In electrophotographic recording processes, a "latent charge image" is generated on a photoconductor. This is effected, for example, by charging of a photoconductor by a corona discharge and subsequent imagewise exposure to light of the electrostatically charged surface of the photoconductor, the exposure to light causing the charge to drain to the earthed substrate at the exposed points. The "latent charge image" thus produced is then developed by application of a toner. In a subsequent step, the toner is transferred from the photoconductor to, for example, paper, textiles, films or plastic, and is fixed there, for example by pressure, radiation, heat or the action of solvents. The used photoconductor is then cleaned and is available for a new recording operation.
The optimization of toners is described in numerous patent specifications, the influence of the toner binder (variation of resin/resin components or wax/wax components), the influence of controllers or other additives or the influence of carriers (in two-component developers) and magnetic pigments (in one-component developers), inter alia, being investigated.

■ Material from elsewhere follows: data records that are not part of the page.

PR #565, opened 2016-11-08
Clean up MOTECH servers

sheelio:
This removes the old test MOTECH server and adds another MOTECH server for the possible health project

@biyeun @mkangia to review and deploy.


sheelio:
I've already removed the corresponding server from Rackspace and the DNS

czue:
@sheelio wonder if it's worth getting you setup on ansible so you can deploy on your own?

emord:
> I've already removed the corresponding server from Rackspace and the DNS

@sheelio next time can you wait on doing that until after an ansible deploy? It blocks the normal deploys because nginx checks if those servers are up

sheelio:
@emord Sorry lesson learned.  

@czue Hoping that setting up these servers doesn't last for more than one or two more projects (and we move to MOTECH v2 that's multi-tenant) :)

snopoke:
Is that issue documented somewhere? Could be added to the devops team's
todos.

emord:
:+1: added it

benrudolph:
is the proposal to remove the `nginx -t` check during deploy? i actually think it's a fairly nice thing to have, it's just weird that `nginx` fails hard when those servers aren't available. maybe there's a way to configure that

benrudolph:
jk, realize the proposal was to clean up nginx sites. +1000

PR #567, opened 2016-11-09
check nginx -t

emord:
@nickpell @czue 

adapted from https://github.com/jdauphant/ansible-role-nginx/blob/cc5cb82c5742d5a442b98c8ca2515459e75a07d1/handlers/main.yml#L17-L22

buddy @esoergel


czue:
nice, thanks

PR #569, opened 2016-11-15
add script template for transferring export migration logs to s3

biyeun:
@calellowitz @benrudolph 

This isn't complete yet as I'm not sure how to get this properly deployed with ansible. This script worked when running manually from the postgres user on hqdb0.


benrudolph:
actually don't really think this is necessary. this is very much a one off. we could add it to some sort of cleanup role and allow for arbitrary files to uploaded, but don't think it's worth it

biyeun:
@benrudolph thanks! will go ahead and close

PR #570, opened 2016-11-15
Set auto_create_index to false

esoergel:
I deployed this on staging already.  Tested it out by attempting to submit a doc via curl:
```
$ curl -XPUT 'http://es-server.example.com:9200/fakeindex/type1/1?pretty' -d'
{
    "test" : "Ethan is testing"
}'
```
This succeeded before the change, and fails after with an IndexMissingException.  I did confirm that we are still able to create indices the way we normally do (in python, `es.indices.create(index="fakeindex")`).

The rolling restart didn't work for me on staging (I got a "failed to connect" error) - I had to manually call the start command.  For this reason I'll do the restart for prod in the office while pairing just to make sure we minimize ES downtime.

@calellowitz @dannyroberts @snopoke


snopoke:
Re the rolling restart not being able to connect - the restart script attempts to connect from the ES machine using the host name in the inventory file (this was changed recently).

czue:
nice, great to finally have this in

PR #571, opened 2016-11-16
Revert "Remove amazon keys from staging"

esoergel:
Reverts dimagi/commcarehq-ansible#564
@calellowitz @emord 

```
TASK: [{{ role }} | Copy Elasticsearch Config] ******************************** 
fatal: [hqes0-staging.internal-va.commcarehq.org] => {'msg': "AnsibleUndefinedVariable: One or more undefined variables: 'dict object' has no attribute 'AMAZON_S3_ACCESS_KEY'", 'failed': True}
```
Reverting because this causes the elasticsearch role to fail on staging.  I'm guessing we need a smarter check or something, but I'm already like 3 levels removed from the change I'm actually trying to make so I'm gonna punt that.


esoergel:
actually, I'm not sure how to handle this, I'm just comment this out for now.  @calellowitz can you follow up to make sure this variable is either defined for all envs or not needed?

PR #578, opened 2016-11-25
host tableau at /reporting/ hq url suffix for icds env

sravfeyn:
@calellowitz @czue 

The dirty hack to tableau hosting at `icds-cas.gov.in/reporting/`.


czue:
looks good on a glance but i'll let @calellowitz review more closely

calellowitz:
Looks good to me. I have some stylistic questions but given the temporary nature of this hack I'm not sure they matter

PR #581, opened 2016-12-08
activate preview A/B test by setting ONBOARDING_DOMAIN_TEST_DATE

biyeun:
@benrudolph


ansible/vars/production/production_public.yml
```diff
@@ -204,6 +204,7 @@ localsettings:
   MAPS_LAYERS: "{{ localsettings_private.MAPS_LAYERS }}"
   MIA_THE_DEPLOY_BOT_API: "{{ localsettings_private.MIA_THE_DEPLOY_BOT_API }}"
   MOBILE_INTEGRATION_TEST_TOKEN: "{{ localsettings_private.MOBILE_INTEGRATION_TEST_TOKEN }}"
+  ONBOARDING_DOMAIN_TEST_DATE: (2016, 12, 8)
```
benrudolph: just checking that this will be a python string, not a tuple when it's put in the localsettings

biyeun: EXCELLENT CATCH THANK YOU. Updated.

biyeun:
@benrudolph any idea if we're good to deploy this?

benrudolph:
yep we're good :running_woman:

PR #963, opened 2017-10-01
Switch to using differential backups

gcapalbo:
From what I'm seeing on enikshay, the incremental backups are taking up almost the same amount of room as the the full backups (looking at `repository backup size` in `pgbackrest info`).

I also don't see a way to expire incremental backups until the full backups they depend on expire, so this is causing us to run out of space on the standby machine unless we aggressively expire full backups.

What I'm proposing is that we switch from using incremental backups to differential backups so that we can use `retention-diff` to expire them. With this approach, based on our default settings in our ansible repo, we would then keep 4 weeks of weekly backups (`retention-full`) and 3 days of daily backups (`retention-diff`), mimicking the old pg basebackup method.

@javierwilson @snopoke

### DIFF
--- a/ansible/roles/pgbackrest/tasks/main.yml
+++ b/ansible/roles/pgbackrest/tasks/main.yml
@@ -71,8 +71,8 @@
 - name: Create Daily Cron job
   sudo: yes
   cron:
-    name: "Backup postgres daily (incremental)"
-    job: "/usr/bin/pgbackrest --type=incr --stanza=backup backup"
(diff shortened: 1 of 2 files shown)


gcapalbo:
If there's no objections I'll deploy this to enikshay tomorrow before the daily backup runs

gcapalbo:
deployed this change and https://github.com/dimagi/commcarehq-ansible/pull/961 to softlayer as well since we're running into space issues there too

PR #964, opened 2017-10-03
Vagrant setup of multiple ES clusters

sravfeyn:


sravfeyn:
I was able to get this working, I couldn't test port forwarding of ES yet

@snopoke

PR #965, opened 2017-10-03
Je/dd apm

emord:
buddy @millerdev 

docs are here: http://pypi.datadoghq.com/trace/docs/#module-ddtrace.contrib.django


emord:
@millerdev We're doing the 2 week trial for some dashboard load testing on ICDS. It's not clear if we'll keep it once that's done

PR #966, opened 2017-10-05
couch setup tweaks

snopoke:


nickpell:
looks good but there are merge conflicts

ansible/roles/couchdb2/tasks/main.yml
```diff
@@ -14,11 +14,26 @@
...
+    user: "{{ couchdb2.username }}"
+    password: "{{ couchdb2.password }}"
+    force_basic_auth: true
+    status_code: 201, 412 # 412 means already set up (conflict)
+    body: '{}'
+  when: inventory_hostname == groups.couchdb2.0
+  with_items:
+   - _users
+   - _replicator
+   - _global_changes
```
dannyroberts: Really, this is the solution?! Couch makes us create its built-in dbs for it? Some things about couch just still blow my mind...

snopoke: It does create them for you under some circumstances but when I ran the playbook they weren't created.

It seems like couch2.0.0 has only half implemented cluster setup functionality.

PR #973, opened 2017-10-11
Move Sentry properties into sentry.properties, add proxy settings

wpride:
Try to get Sentry working for ICDS

cc @dannyroberts @snopoke 

**DO NOT MERGE** I have never submitted an Ansible PR before and have no idea how to test. 

image


ansible/roles/formplayer/templates/sentry.properties.j2
```diff
@@ -0,0 +1,5 @@
+sentry.dsn={{ formplayer_sentry_dsn }}
+{% if http_proxy_address is defined %}
+http.proxy.host={{ http_proxy_address }}
+http.proxy.port={{ http_proxy_port }}
+{% endif %}
```
dannyroberts: What is `sentry.properties.j2`? Is it used somewhere?

Or, from the other side, what do you want to end up on the server / in the formplayer directory?

snopoke:
In addition to this you'll need a task that copies the file to the right location on the server such as this one for the 'application.properties' file: https://github.com/dimagi/commcarehq-ansible/blob/43bd9e91ee7200ee5062afe2d59d7715a221a335/ansible/roles/formplayer/tasks/main.yml#L43

You can probably just re-purpose that task to do both of them as follows:
```

- name: Copy Spring application.properties
  become: yes
  template:
    src: "{{ item.src }}"
    dest: "{{ formplayer_build_dir }}/{{ item.dest}} "
    group: cchq
    owner: cchq
    mode: 0644
  tags:
    - fp-localsettings
    - localsettings
  with_items:
    - {'src': 'application.properties.j2', 'dest': 'application.properties'}
    - {'src': 'sentry.properties.j2', 'dest': 'sentry.properties'}
```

A measure of the toner quality is its specific charge q/m (charge per unit measure). In addition to the symbol and level of the electrostatic charge, a critical quality criterion is that the desired charge level is achieved rapidly and that this charge remains constant over a relatively long activation period. In practice, this is of central importance inasmuch as the toner may be exposed to a considerable activation time in the developer mixture before it is transferred to the photoconductor, since it sometimes remains in the developer mixture for a period for production of up to several thousand copies. The insensitivity of the toner to climatic influences, such as temperature and atmospheric humidity, is moreover another important suitability criterion.
Both positively and negatively chargeable toners are used in copiers and laser printers, depending on the type of process and apparatus.
So-called charge controllers (also called charge control agents) are often added in order to obtain electrophotographic toners or developers with either positive or negative triboelectric charging. In addition to the symbol of the charge control, the extent of the controlling effect is of importance, since a higher activity allows a small amount to be used.
Since toner binders by themselves as a rule show a marked dependence of the charging on the activation time, the object of a charge controller is on the one hand to establish the sign and level of the toner charge and on the other hand to counteract the charge drift of the toner binder and ensure a constant toner charge.
Charge controllers which cannot prevent the toner or developer from displaying a high charge drift over a prolonged use period (ageing), and which can even cause the toner or developer to undergo a charge reversal, are therefore unsuitable in practice.
Full color copiers and laser printers operate by the trichromism principle, which necessitates exact matching of the color shades of the three primary colors (yellow, cyan and magenta). The slightest shifts in color shade even of only one of the three primary colors necessarily require a shift in color shade of the other two colors so that full color copies and prints which are true to the original can also then be produced.